Bu insan her kim olursa olsun muhtemelen yaşadığı 70-80 senenin nasıl geçtiğini anlayamadığını düşünüyordur. Hatta kendisine sorsanız, "göz açıp kapayıncaya kadar geçti, hiçbir şey anlayamadım" diyecektir. 20'li yaşlarındayken herhalde o da yaşlanacağını hiç düşünmemiştir. Ancak şu an, çok uzak gördüğü o dönemin içinde bulunmanın şaşkınlığını yaşıyordur.
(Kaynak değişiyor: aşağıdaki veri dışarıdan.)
PR #2436, opened 2026-07-13
fix: bound hgraph visited-list cache

### LINKED ISSUE #2428: [improve](hgraph): support trimming visited-list pool memory after load drops
### Kind of improvement
perf

### Affected area
hgraph

### Summary
The visited-list pool keeps runtime scratch memory at its peak high-water mark after search pressure drops. `ReturnOne()` always puts a `VisitedList` back into the pool cache (`src/utils/resource_object_pool.h:96`), but there is no trimming policy to release idle objects. On the HGraph side, `resize()` rebuilds the pool only when capacity grows (`src/algorithm/hgraph/hgraph_build.cpp:549`), and `shrink_to_fit()` shrinks index data structures but does not rebuild or shrink the visited-list pool (`src/algorithm/hgraph/hgraph_modify.cpp:195`).

As a result, once a large number of `VisitedList` objects have been allocated during a search spike, allocator live bytes stay high even after concurrency drops or after force-remove reduces the effective index size.

Suggested direction: support bounded caching or trimming for idle visited lists, and consider rebuilding or shrinking the pool when `shrink_to_fit()` reduces effective capacity.

### Expected benefit
Allow runtime scratch memory to fall after traffic drops or after force-remove / shrink-to-fit. This would make HGraph memory usage better match current demand instead of permanent historical peak pressure.

### Benchmark evidence
Observed in a search stress test with a custom allocator instrumented by backtrace:
- call path: `HGraph::KnnSearch -> HGraph::SearchWithRequest -> ResourceObjectPool<VisitedList>::TakeOne -> VisitedList::VisitedList -> SafeAllocator::Allocate`
- the visited-list pool reached `live_count=34` and `live_bytes=680026112`
- returning those objects to the pool did not reduce allocator live bytes because the objects remained cached rather than freed

`// TODO`: add allocator snapshots before and after load drop, and after an explicit trim or shrink implementation.

### References
- src/utils/resource_object_pool.h:96
- src/algorithm/hgraph/hgraph_build.cpp:549
- src/algorithm/hgraph/hgraph_build.cpp:560
- src/algorithm/hgraph/hgraph_modify.cpp:195
- src/utils/visited_list.h:54

### Additional context
An explicit runtime API such as `TrimRuntimeScratch()` would be acceptable if fully automatic trimming is too disruptive for hot paths.

## Related issues
_None found._

---

jac0626:
## Change Type

- [x] Improvement/Refactor

## Linked Issue

- Fixes: #2428

## What Changed

- Add an optional per-sub-pool cache limit to `ResourceObjectPool`; existing callers remain unlimited by default.
- Configure HGraph to retain at most one idle visited list in each of its 16 sub-pools.
- Release excess returned objects and subtract their memory from pool statistics.
- Add regression coverage for memory usage falling after excess objects are returned.

## Test Evidence

- [x] Other (described below)

Test details:

```text
clang-format 15.0.7 --dry-run --Werror (changed files): passed
make test CASE='[ut][VisitedListPool]':
All tests passed (10002 assertions in 2 test cases)
```

## Compatibility Impact

- API/ABI compatibility: no public VSAG API changes
- Behavior changes: HGraph retains at most 16 idle visited lists instead of retaining the historical peak

- Performance impact: bounds idle scratch memory; workloads above 16 concurrent searches may reallocate excess lists on a later burst
- Concurrency/thread-safety impact: uses the existing per-sub-pool mutex and adds no global lock or background work

## Documentation Impact

- [x] No docs update needed

## Risk and Rollback

- Risk level: medium
- Rollback plan: revert the commit to restore unlimited HGraph visited-list caching

## Checklist

---

### DIFF
--- a/src/utils/visited_list_test.cpp
+++ b/src/utils/visited_list_test.cpp
@@ -121,3 +121,22 @@ TEST_CASE("VisitedListPool Basic Test", "[ut][VisitedListPool]") {
         }
     }
 }
+
+TEST_CASE("VisitedListPool releases objects above the cache limit", "[ut][VisitedListPool]") {
+    auto allocator = std::make_shared<DefaultAllocator>();
+    auto pool = std::make_shared<VisitedListPool>(0, allocator.get(), 1000, allocator.get());
+    pool->SetMaxCachedObjectCountPerSubPool(1);
+    auto initial_memory_usage = pool->GetMemoryUsage();
+
+    std::vector<std::shared_ptr<VisitedList>> visited_lists;
+    for (uint64_t i = 0; i < 3; ++i) {
+        visited_lists.emplace_back(pool->TakeOne());
+    }
+    REQUIRE(pool->GetMemoryUsage() > initial_memory_usage);
+    auto object_memory_usage = visited_lists.front()->GetMemoryUsage();
+
+    for (auto& visited_list : visited_lists) {
+        pool->ReturnOne(visited_list);
+    }
+    REQUIRE(pool->GetMemoryUsage() == initial_memory_usage + object_memory_usage);
+}
--- a/src/algorithm/hgraph/hgraph.h
+++ b/src/algorithm/hgraph/hgraph.h
@@ -597,6 +597,7 @@ private:
     float alpha_{1.0};            // Relative Neighborhood Graph pruning coefficient
 
     std::shared_ptr<VisitedListPool> pool_{nullptr};  // pool of visited-lists for search
+    static constexpr uint64_t MAX_CACHED_VISITED_LIST_COUNT_PER_SUB_POOL = 1;
 
     mutable std::shared_mutex global_mutex_;        // guards total_count_, entry_point_id_
     mutable MutexArrayPtr neighbors_mutex_;         // per-node locks for neighbor lists
--- a/src/algorithm/hgraph/hgraph_build.cpp
+++ b/src/algorithm/hgraph/hgraph_build.cpp
@@ -558,6 +558,7 @@ HGraph::resize(uint64_t new_size) {
     if (cur_size < new_size_power_2) {
         this->neighbors_mutex_->Resize(new_size_power_2);
         pool_ = std::make_shared<VisitedListPool>(1, allocator_, new_size_power_2, allocator_);
+        pool_->SetMaxCachedObjectCountPerSubPool(MAX_CACHED_VISITED_LIST_COUNT_PER_SUB_POOL);
         this->label_table_->Resize(new_size_power_2);
         bottom_graph_->Resize(new_size_power_2);
         this->basic_flatten_codes_->Resize(new_size_power_2);
--- a/src/algorithm/hgraph/hgraph_serialize.cpp
+++ b/src/algorithm/hgraph/hgraph_serialize.cpp
@@ -752,6 +752,7 @@ HGraph::read_streaming_body(StreamReader& reader,
     auto new_size = max_capacity_.load();
     this->neighbors_mutex_->Resize(new_size);
     pool_ = std::make_shared<VisitedListPool>(1, allocator_, new_size, allocator_);
+    pool_->SetMaxCachedObjectCountPerSubPool(MAX_CACHED_VISITED_LIST_COUNT_PER_SUB_POOL);
     this->total_count_ = this->basic_flatten_codes_->TotalCount();
     if (this->raw_vector_ != nullptr) {
         this->has_raw_vector_ = true;
@@ -786,6 +787,7 @@ HGraph::Deserialize(StreamReader& reader) {
         this->neighbors_mutex_->Resize(new_size);
 
         pool_ = std::make_shared<VisitedListPool>(1, allocator_, new_size, allocator_);
+        pool_->SetMaxCachedObjectCountPerSubPool(MAX_CACHED_VISITED_LIST_COUNT_PER_SUB_POOL);
 
         if (this->extra_info_size_ > 0 && this->extra_infos_ != nullptr) {
             this->extra_infos_->Deserialize(reader);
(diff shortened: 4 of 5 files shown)


src/utils/visited_list_test.cpp
```diff
@@ -121,3 +121,22 @@ TEST_CASE("VisitedListPool Basic Test", "[ut][VisitedListPool]") {
...
+    auto pool = std::make_shared<VisitedListPool>(0, allocator.get(), 1000, allocator.get());
+    pool->SetMaxCachedObjectCountPerSubPool(1);
+    auto initial_memory_usage = pool->GetMemoryUsage();
+
+    std::vector<std::shared_ptr<VisitedList>> visited_lists;
+    for (uint64_t i = 0; i < 3; ++i) {
+        visited_lists.emplace_back(pool->TakeOne());
+    }
+    REQUIRE(pool->GetMemoryUsage() > initial_memory_usage);
+    auto object_memory_usage = visited_lists.front()->GetMemoryUsage();
```
LHT129, line 136: [suggestion] The test assumes all VisitedList objects returned by TakeOne() have identical GetMemoryUsage() values. While this holds for VisitedList with the same size parameter, the final assertion would give a misleading failure if per-object memory ever diverged. Consider adding an explicit check that all taken objects report the same memory usage.

LHT129 (commented):
Overall this is a clean, well-scoped change that addresses the memory issue described in #2428. The approach of adding an optional cache limit to `ResourceObjectPool` and configuring HGraph to retain at most 1 idle visited list per sub-pool is sound.

**What works well:**
- The default (`uint64_t::max()`) preserves backward compatibility for all existing callers.
- All 4 HGraph pool-creation sites (`resize`, `read_streaming_body`, and both `Deserialize` paths) consistently apply the limit.
- The test covers the core behavior: excess objects are released and memory is correctly accounted.
- The lock is released before `obj.reset()` and `memory_usage_.fetch_sub()`, avoiding contention on the sub-pool mutex during destruction.

**Items already raised by other reviewers that I agree with:**
- `max_cached_object_count_per_sub_pool_` should be `std::atomic<uint64_t>` to prevent a data race if `SetMaxCachedObjectCountPerSubPool` is ever called concurrently with `ReturnOne`.
- `ReturnOne` should use `std::move(obj)` when emplacing into the pool so the caller always relinquishes ownership, making the side effects consistent between the cached and dropped paths.
- A null-pointer guard at the top of `ReturnOne` would be a reasonable defensive addition.

src/utils/visited_list_test.cpp
LHT129, line 136: [note] This test implicitly relies on the fact that in a single-threaded execution, `TakeOne()` always assigns objects to the same sub-pool (via `thread_local prefer_pool_id_`). With `max_cached_object_count_per_sub_pool = 1` and 16 sub-pools, if the 3 objects were distributed across different sub-pools, all 3 would be cached (1 per sub-pool) and the final assertion would fail. The test passes today because the pool is empty on creation and `try_lock` always succeeds on the first sub-pool, but this assumption is fragile — a future change to `TakeOne()` or a multi-threaded variant of this test could break silently.

Consider either:
- Explicitly verifying that all taken objects share the same `source_pool_id_`, or
- Using a pool with a single sub-pool (e.g., by testing `ResourceObjectPool` directly with `kSubPoolCount = 1`) to make the cache-limit semantics unambiguous.

LHT129 (commented):
Thanks for this PR. The change is well-scoped and addresses the memory bounding issue described in #2428.

I have reviewed the diff and the existing inline comments already cover the key points:

1. **`max_cached_object_count_per_sub_pool_` thread safety** — The plain `uint64_t` is read in `ReturnOne()` and written in `SetMaxCachedObjectCountPerSubPool()`. In the current usage, `SetMaxCachedObjectCountPerSubPool` is only called during initialization (under `global_mutex_` in `resize()`, or during deserialization before the pool is exposed to concurrent access), so there is no actual data race in practice. However, making it `std::atomic<uint64_t>` would be a defensive improvement if the setter is ever called at runtime in the future.

2. **`ReturnOne` ownership semantics** — When the object is cached, `emplace_back(obj)` copies the `shared_ptr`, leaving the caller with a live reference. Using `std::move(obj)` would make the ownership transfer consistent in both the cached and dropped paths.

3. **Test sub-pool distribution assumption** — The new test relies on all 3 objects landing in the same sub-pool, which holds in single-threaded execution due to `thread_local prefer_pool_id_`. This is fragile; an explicit check or a single-sub-pool test would be more robust.

The 4 call sites in `hgraph_build.cpp` and `hgraph_serialize.cpp` all correctly set the cache limit. The `#include <limits>` addition is appropriate. The `static constexpr` naming follows the existing `DEFAULT_RESIZE_BIT` convention.

No blocking issues from my side — the existing comments cover the areas worth addressing.

LHT129 (commented):
Thanks for this PR. The change to bound HGraph visited-list cache is well-scoped and addresses the memory issue described in #2428.

The existing inline comments from other reviewers have already covered the key concerns:

1. **Ownership consistency in `ReturnOne`**: Using `std::move` when emplacing into the sub-pool would make ownership transfer explicit and consistent between the cached and released paths.
2. **Thread safety of `max_cached_object_count_per_sub_pool_`**: Making this field `std::atomic<uint64_t>` would prevent a data race if `SetMaxCachedObjectCountPerSubPool` is ever called concurrently with `ReturnOne`.
3. **Test robustness**: The new test relies on `thread_local prefer_pool_id_` routing all objects to the same sub-pool, which is fragile. Consider verifying `source_pool_id_` explicitly or testing `ResourceObjectPool` directly with a single sub-pool.

The core logic — checking the sub-pool size against a configurable limit before caching, and releasing excess objects while tracking memory — looks correct. The 4 call sites in HGraph consistently apply the limit after pool creation.

No additional blocking issues from my side.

Ve bu anı uzak görmekle ne kadar yanıldığını da çok iyi anlamıştır.
Yaşamı boyunca yaptıklarını yazmasını veya anlatmasını isteseniz, en fazla bir defteri doldurabilir veya en fazla beş-altı saat arka arkaya anlatabilir. "Koskoca 70 sene" dediği şeyin tamamı işte bu kadardır...
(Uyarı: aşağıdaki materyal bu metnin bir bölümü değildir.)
PR #2483, opened 2026-07-20
fix(ci): prevent PR lint from being silently skipped

### LINKED ISSUE #2482: PR CI can silently skip changed-file clang-tidy lint
The PR CI changed-file detection step can produce an empty lint pattern when its shell escaping command fails. Because the lint step is conditional on the pattern being non-empty, the job succeeds while changed C++ files are not linted. This was observed in PR #2437.

wxyucs:
## Summary

Fix changed-source detection in PR CI so clang-tidy cannot be silently skipped when the lint filter generation fails.

## Root cause

The previous `sed` escaping expression was malformed. Its failure was not propagated, leaving the output pattern empty and causing the conditional `Run Lint` step to be skipped.

## Changes

- Use Python `re.escape` to build the changed-file regex safely.
- Fail the job when `git diff` or filter generation fails.
- Fail the job if changed source files exist but the resulting filter is empty.

Validation: YAML parsing, shell syntax, regex generation, and `git diff --check` passed.

Fixes: #2482

### DIFF
--- a/.github/workflows/pr-ci.yml
+++ b/.github/workflows/pr-ci.yml
@@ -96,13 +96,27 @@ jobs:
         run: |
           git config --global --add safe.directory "$GITHUB_WORKSPACE"
           git fetch origin ${{ github.base_ref }} --depth=1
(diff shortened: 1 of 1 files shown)


LHT129 (approved):
LGTM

Bu düşünceler içinde yaşayan kişinin aklında ise çok önemli bazı sorular vardır.
- - "Göz açıp kapayıncaya kadar geçip giden bu hayatın amacı nedir?"
- - "Ben bu 70 seneyi ne için yaşadım?"
- - "Peki bundan sonra ne olacak?"
Birincisi yukarıdaki sorularla ilgili olarak büyük olasılıkla şöyle düşünür: "Hayatım bugüne kadar boş bir amaç uğruna geçip gitti. 70 sene yaşadım ama ne için yaşadığımı da açıkçası pek anlayamadım. Önce annem babam için yaşıyorum dedim, sonra eşim, sonra ise çocuklarım... Ama şu an ölüm yaklaştı. Öleceğim ve bu dünyadan yok olup gideceğim. Sonrası mı? Sonra ne olacağını bilmiyorum ama herhalde her şey bitecek!"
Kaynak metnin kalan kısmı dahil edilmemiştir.